Now substitute and solve for h_{air}.

\[ \begin{align*} \rho_{cc}h_{cc} &=\rho_{air}h_{air}+\rho_{w}h_{w}+\rho_{oc}h_{oc}+\rho_{m}h_{cc}-\rho_{m}h_{air}-\rho_{m}h_{w}-\rho_{m}h_{oc} \\[4pt] -h_a(\rho_m-\rho_a) &=-\rho_{cc}h_{cc}-h_w(\rho_m-\rho_w)-h_{oc}(\rho_m-\rho_{oc})+\rho_mh_{cc} \\[4pt]h_a(\rho_m-\rho_a)&=h_{cc}(\rho_m-\rho_{cc})-h_w(\rho_m-\rho_w)-h_{oc}(\rho_m-\rho_{oc}) \\[4pt] h_a&=h_{cc}\left(\frac{\rho_m-\rho_{oc}}{\rho_m-\rho_a}\right)-h_w \left(\frac{\rho_m-\rho_w}{\rho_m-\rho_a}\right)-h_{oc}\left(\frac{\rho_m-\rho_oc}{\rho_m-\rho_a}\right) \end{align*}\]

where \(h_a\) is the total height above and all other terms are a fraction of each others height weighted by the density differences across the columns.

We could also have other unknowns. To find them, we use the same process.

- g's cancel
- P
_{1=}P_{2} - Determine D
_{c} - Use total thickness to get rid of extra unknowns
- Solve for unknown

For example, given H_{a}, we solve for H_{cc}. What thickness of oceanic crust is needed?

Example Time Changes

**FIGURE time changes**

T_{1} h_{a}=4000 m and after erosion T_{2} h_{c}=h_{c1}-2000 m. -2000 m is the change in height. So what stays the same? h_{w} and h_{oc}. h_{a} and h_{m} change. Now writing an equation:

\[h_{a1}=h_{cc}(\frac{\rho_m-\rho_{oc}}{\rho_m-\rho_a})+h_w(\frac{\rho_m-\rho_{N}}{\rho_m-\rho_a})-h_{oc}(\frac{\rho_m-\rho_{oc}}{\rho_m-\rho_a})\]
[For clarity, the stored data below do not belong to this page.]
Issue #181, opened 2023-07-13
Standalone contract


seddonym:
It would be nice to be able to use a contract to define a package as being 'standalone': that is, not importing or imported by any other modules in the graph.

classiqRoi:
+1 for that :)

PR #222, opened 2024-02-23
Standalone contract

sbrugman:
Closes https://github.com/seddonym/import-linter/issues/181

(Ending the PR streak here - hope we can merge them after some review and get another release out)

### DIFF
--- a/src/importlinter/contracts/standalone.py
+++ b/src/importlinter/contracts/standalone.py
@@ -1,0 +1,64 @@
+from __future__ import annotations
+
+from grimp import ImportGraph
+
+from importlinter.application import contract_utils, output
+from importlinter.domain import fields
+from importlinter.domain.contract import Contract, ContractCheck
+
+
+class StandaloneContract(Contract):
+    """
+    Standalone contracts check that a set of modules are standalone, that is not importing
+    or imported by any other modules in the graph.
+
+    Configuration options:
+
+        - modules:        A list of Modules that should be standalone.
+        - ignore_imports: A set of ImportExpressions. These imports will be ignored: if the import
+                          would cause a contract to be broken, adding it to the set will cause
+                          the contract be kept instead. (Optional.)
+    """
+
+    type_name = "standalone"
+
+    modules = fields.ListField(subfield=fields.ModuleField())
+    ignore_imports = fields.SetField(subfield=fields.ImportExpressionField(), required=False)
+
+    def check(self, graph: ImportGraph, verbose: bool) -> ContractCheck:
+        warnings = contract_utils.remove_ignored_imports(
+            graph=graph,
+            ignore_imports=self.ignore_imports,  # type: ignore
+            unmatched_alerting="none",  # type: ignore
+        )
+
+        self._check_all_modules_exist_in_graph(graph)
+
+        violations = {}
+        for module in self.modules:  # type: ignore
+            imports = graph.find_modules_directly_imported_by(module.name)
+            imported_by = graph.find_modules_that_directly_import(module.name)
+            if imported_by or imports:
+                violations[module.name] = [
+                    (module.name, import_expression) for import_expression in imported_by
+                ] + [(import_expression, module.name) for import_expression in imports]
+
+        kept = all(len(violation) == 0 for violation in violations.values())
+        return ContractCheck(
+            kept=kept,
+            warnings=warnings,
+            metadata={"violations": violations},
+        )
+
+    def render_broken_contract(self, check: "ContractCheck") -> None:
+        for module_name, connections in check.metadata["violations"].items():
+            output.print(f"{module_name} must be standalone:")
+            output.new_line()
+            for upstream, downstream in connections:
+                output.print_error(f"- {downstream} is not allowed to import {upstream}")
+            output.new_line()
+
+    def _check_all_modules_exist_in_graph(self, graph: ImportGraph) -> None:
+        for module in self.modules:  # type: ignore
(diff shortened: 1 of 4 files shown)


seddonym:
> Ending the PR streak here

Ha ha, thanks so much for all your work! It will take me a few days to go through everything, but excited to see what you've done.

src/importlinter/contracts/standalone.py
```diff
@@ -0,0 +1,64 @@
...
+        )
+
+        self._check_all_modules_exist_in_graph(graph)
+
+        violations = {}
+        for module in self.modules:  # type: ignore
+            imports = graph.find_modules_directly_imported_by(module.name)
+            imported_by = graph.find_modules_that_directly_import(module.name)
+            if imported_by or imports:
+                violations[module.name] = [
```
seddonym, line 42: I find this block a bit difficult to read. Maybe better to tackle the importeds and the importers in two separate statements?

It would also be nice to use the `DirectImport` type, would be more expressive than using tuples.

src/importlinter/contracts/standalone.py
```diff
@@ -0,0 +1,64 @@
...
+                    (module.name, import_expression) for import_expression in imported_by
+                ] + [(import_expression, module.name) for import_expression in imports]
```
seddonym, line 44: What about calling `graph.get_import_details` so we can get richer information about the illegal imports, such as line numbers? These could then be rendered using `importlinter.contracts._common._render_direct_import` (that private function should be main public). That would make the rendering consistent with what the other contracts are showing, i.e.

```
mypackage.three must be standalone:

   -   mypackage.three -> mypackage.green (l.4)
   -   mypackage.blue -> mypackage.three (l.14, 24)
```

What do you think? Would be nice to have line numbers.

src/importlinter/contracts/standalone.py
```diff
@@ -0,0 +1,64 @@
...
+
+        kept = all(len(violation) == 0 for violation in violations.values())
+        return ContractCheck(
+            kept=kept,
+            warnings=warnings,
+            metadata={"violations": violations},
```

\(h_w(\frac{\rho_m-\rho_{N}}{\rho_m-\rho_a})\) is A_{1} and \(-h_{oc}(\frac{\rho_m-\rho_{oc}}{\rho_m-\rho_a})\) is \(A_2\), and there is no change in these terms. We can rewrite the equation as:

\[h_{a2}=(h_{cc}-\Delta h)(\frac{\rho_m-\rho_{oc}}{\rho_m-\rho_a})+A_1+A_2\]

\[h_{a2}=h_{cc}(\frac{\rho_m-\rho_{oc}}{\rho_m-\rho_a})+A_1+A_2-\Delta h(\frac{\rho_m-\rho_{oc}}{\rho_m-\rho_a})\]

where \(h_{cc}(\frac{\rho_m-\rho_{oc}}{\rho_m-\rho_a})+A_1+A_2\) is \(h_{a1}\).

\[h_{a2}=h_{a1}-\Delta h(\frac{\rho_m-\rho_{oc}}{\rho_m-\rho_a})\]

Example Depth of an Ocean Basin

**FIGURE depth of an ocean basin**

\[\rho_ch_c+w(o)\rho_L+h_a\rho_a=\Delta d(t)\rho_w+\rho_ch_c+\rho_Lw(t)\]

We know that \(h_a=\Delta d(t)+w(t)\)

\[h_c+h_a=\Delta d(t)+h_c+w(t)\]

The rest of the example you will finish on your homework.